El deseo es la fuerza motriz del viaje de Ulises. Anhela una utopía y lucha por ella. Ahí radica la gran diferencia entre la figura griega y el joven estándar de nuestras sociedades occidentales. No emprende el viaje, porque no siente el deseo de una utopía. De hecho, pretende crecer y alcanzar la madurez sin tener que viajar.
Arropado en la casa paterna, vive experiencias puntuales, algunas salidas en busca de aventuras, pero nada tiene que ver todo eso con el auténtico viaje, que tiene, fundamentalmente, un valor catártico y curativo. El joven occidental vive, por lo general, instalado. Lo tiene difícil para emanciparse, -es cierto-, pero se escuda en ello, para no tener que enfrentarse a las contrariedades propias del vivir humano.
Amante de experiencias y de situaciones nuevas, no acaba de cortar el cordón umbilical que le une a la infancia y, de este modo, perpetúa su minoría de edad.

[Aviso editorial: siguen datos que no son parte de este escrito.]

PR #1746, opened 2020-10-09
Catch exception on HTTP request

xmorave2:
We faced an exception with "Unable to enable crypto" on connection to obalkyknih.cz, than we assume we can't get a cover and so just return null

### DIFF
--- a/module/VuFind/src/VuFind/Content/ObalkyKnihService.php
+++ b/module/VuFind/src/VuFind/Content/ObalkyKnihService.php
@@ -166,6 +166,7 @@ class ObalkyKnihService implements \VuFindHttp\HttpServiceAwareInterface,
         try {
             $response = $client->send();
         } catch (\Exception $e) {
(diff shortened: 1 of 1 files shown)


demiankatz:
@xmorave2, the "unable to enable crypto" message can be a sign of a misconfiguration (one possible cause is that PHP can't verify SSL certs because it can't find the certificate store due to a missing sslacapath/sslcafile setting in config.ini). I think it does make sense to swallow these errors so that they don't break the whole system, but it's probably also a good idea to log an error message at the same time so the problem is reported. Since the service already implements the LoggerAwareInterface, this should just be a matter of `$this->logError('Unexpected ' . get_class($e) . ': ' . $e->getMessage());` or something similar inside the catch.

xmorave2:
Thanks @demiankatz. I added logging as you suggested.

demiankatz:
Thanks, @xmorave2, looks good!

Las turbulentas generaciones de los años sesenta y setenta, décadas de la adhesión juvenil a las revoluciones, a las resistencias, parecen haber desembocado ahora en un desencanto de la vida pública. Salvo pequeños grupos sociales que apuestan por una cultura alternativa al consumismo y al materialismo imperante, no se detecta, en ningún lugar, un auténtico movimiento juvenil de resistencia y de contracultura. Se sienten impotentes frente al mundo que han heredado y aunque se quejan y lamentan a puerta cerrada, ello no motiva una auténtica toma postura.

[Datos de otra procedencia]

PR #1747, opened 2020-10-09
Cache results of class based template resolution.

EreMaijala:
This has the potential to avoid a lot of repeated resolution requests e.g. when rendering search results.

TODO:
- [x] Edit changelog when merging to document BC breaks (replacement of AbstractClassBasedTemplateRenderer with ClassBasedTemplateRendererTrait, plus reworking of resolveClassTemplate method).
- [x] Run full test suite

### DIFF
--- a/module/VuFind/src/VuFind/View/Helper/Root/AbstractClassBasedTemplateRenderer.php
+++ b/module/VuFind/src/VuFind/View/Helper/Root/AbstractClassBasedTemplateRenderer.php
@@ -29,6 +29,7 @@ namespace VuFind\View\Helper\Root;
 
 use Laminas\View\Exception\RuntimeException;
 use Laminas\View\Helper\AbstractHelper;
+use Laminas\View\Resolver\ResolverInterface;
 
 /**
  * Authentication view helper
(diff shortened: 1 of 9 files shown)


module/VuFind/src/VuFind/View/Helper/Root/AbstractClassBasedTemplateRenderer.php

Da la impresión que la inmensa mayoría de los jóvenes occidentales están tan instalados en el sistema, tan inmersos en él, que no vislumbran, ni siquiera, la posibilidad de una sociedad alternativa, diferente, más justa, más humana, más solidaria. Aunque la deseen en el fondo de su ser, este deseo se cuece en el ámbito de lo privado y no se traduce en movimiento social, en acción transformadora, en implicación política.
Falta liderazgo, empeño, voluntad y fuerza. Y, sin embargo, la tienen para conquistar sus objetivos individuales, para alcanzar sus horizontes profesionales, pero desconocen el valor de la lucha colectiva, de la implicación comunitaria. Ya no creen en las posibilidades de cambiar el orden de los hechos. Y esto es, probablemente, lo más grave: la desconfianza, la poca fe en sus capacidades de transformar, la convicción fatal de que todo será como debe ser y que la voluntad humana no puede alterar el destino de los acontecimientos. Frente a esta idea del destino, sólo queda la búsqueda del gozo en el presente, la incesante conquista de un ahora fecundo. (…) ¿Qué es lo que fascina al joven de hoy? La fascinación del saber gozar. Ciencia y placer juntos.

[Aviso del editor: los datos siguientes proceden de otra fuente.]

PR #1749, opened 2020-10-14
Making the limit of records to retrieve per query in a batch query co…

hajoseng:
…nfigurable. This is because or Solr-Server has set the limit for "ORed" queries to a lower number (50) and we are forced to decrease the amount of records per batch query from 100 to 50.


config/vufind/config.ini
```diff
@@ -558,7 +558,10 @@ default_dismax_handler = dismax
 ; hierarchy. A higher number results in fewer round-trips but may increase Solr's
 ; memory usage. Default is 1000.
 ;cursor_batch_size = 1000
-
+; This limits the number of records to retrieve in a batch e.g. when retrieving
+; records for a list. Default is 100 which should be a good number to avoid
+; memory problems.
+;record_batch_size
```
demiankatz: Can you add `= 100` to the example here to make it more clear?

module/VuFind/src/VuFind/Search/Factory/AbstractSolrBackendFactory.php
```diff
@@ -182,7 +182,9 @@ public function __invoke(ContainerInterface $sm, $name, array $options = null)
      */
     protected function createBackend(Connector $connector)
     {
+        $config = $this->config->get($this->mainConfig);
         $backend = new $this->backendClass($connector);
+        $backend->setPageSize($config->Index->record_batch_size);
```
demiankatz: If record_batch_size is not set in config.ini, this code will trigger a notice about an undefined value. I would suggest either wrapping the setPageSize() call in an `if (!empty(...)) {` check, or else providing a default value in the set call (i.e. `$config->Index->record_batch_size ?? 100`).

module/VuFindSearch/src/VuFindSearch/Backend/Solr/Backend.php
```diff
@@ -94,6 +101,20 @@ public function __construct(Connector $connector)
...
+    /**
+     * Set the limit for batch queries
+     *
+     * @param int $pageSize Records per Query
+     *
+     * @return void
+     */
+    public function setPageSize($pageSize)
+    {
+        if (!empty($pageSize)) {
```
demiankatz: If you move the validation to the factory, you may not need this... but if you do want to validate, perhaps a better check would be whether the value is > 0, to avoid weird behavior caused by invalid configurations.

demiankatz (changes requested):
Thanks, this makes sense to me... just a few minor suggestions!

Also, it would be nice to add some test coverage for this new functionality (see https://github.com/vufind-org/vufind/blob/dev/module/VuFindSearch/tests/unit-tests/src/VuFindTest/Backend/Solr/BackendTest.php) -- I can help with that if you're not already familiar with the test suite. If you can give me write access to the branch, I can add a test directly; otherwise, I can update the test after merging the rest of the PR.

demiankatz:
@hajoseng, one other thought: we already have a setting for limiting maximum boolean clauses:

https://github.com/vufind-org/vufind/blob/dev/config/vufind/config.ini#L550

Maybe the factory should take this into account, and if record_batch_size is larger than maxBooleanClauses, it should automatically adjust it. This would, of course, argue toward accounting for the default value of 100 in the factory.

module/VuFindSearch/src/VuFindSearch/Backend/Solr/Backend.php
hajoseng: Thank you Demian
I'm a little bit familiar with the test suite, but in this case I have no idea which test to add. I've given you write access to our repository to show me.

demiankatz:
Thanks, @hajoseng -- I made a couple of small adjustments to the factory to prevent possible problems (see 61196db919bc0b7c4405c0eb74fe2cfaada0fa37) -- please review. I'll take care of the testing in the near future, as time permits.

demiankatz (approved):

demiankatz:
@hajoseng, I've just added the test as promised. Please let me know if you have any questions/concerns. If you're happy with everything, I'll merge this as soon as I hear from you!

hajoseng:
@demiankatz, thank you very much; I'm happy with your adjustments.

demiankatz:
Thanks; merging now!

forumlibertas.org, 07/02/2007
Para hacer
- ¿Estamos de acuerdo con la última línea? ¿En qué se traduce?
- El autor decía también: “Existen tres tipos de organización juvenil que crecen con velocidad: los grupos no gubernamentales, de tipo ecológico o humanitario, las asociaciones de tipo cultural y los grupos de carácter deportivo. Se trata de formas alternativas de organización social juvenil, con líderes carismáticos, con leyes, lenguajes, modas, circunscripciones, tasa y mecanismos de autoprotección propios. Muchas de estas agrupaciones son la respuesta ante la inseguridad, la exclusión educativa o laboral o la ausencia de un sentido de legítima pertenencia cultural. En todos estos grupos persiste un denominador común: el sentido de ser personalmente reconocido y afectivamente aceptado.” Buen resumen. ¿Por dónde andamos nosotros?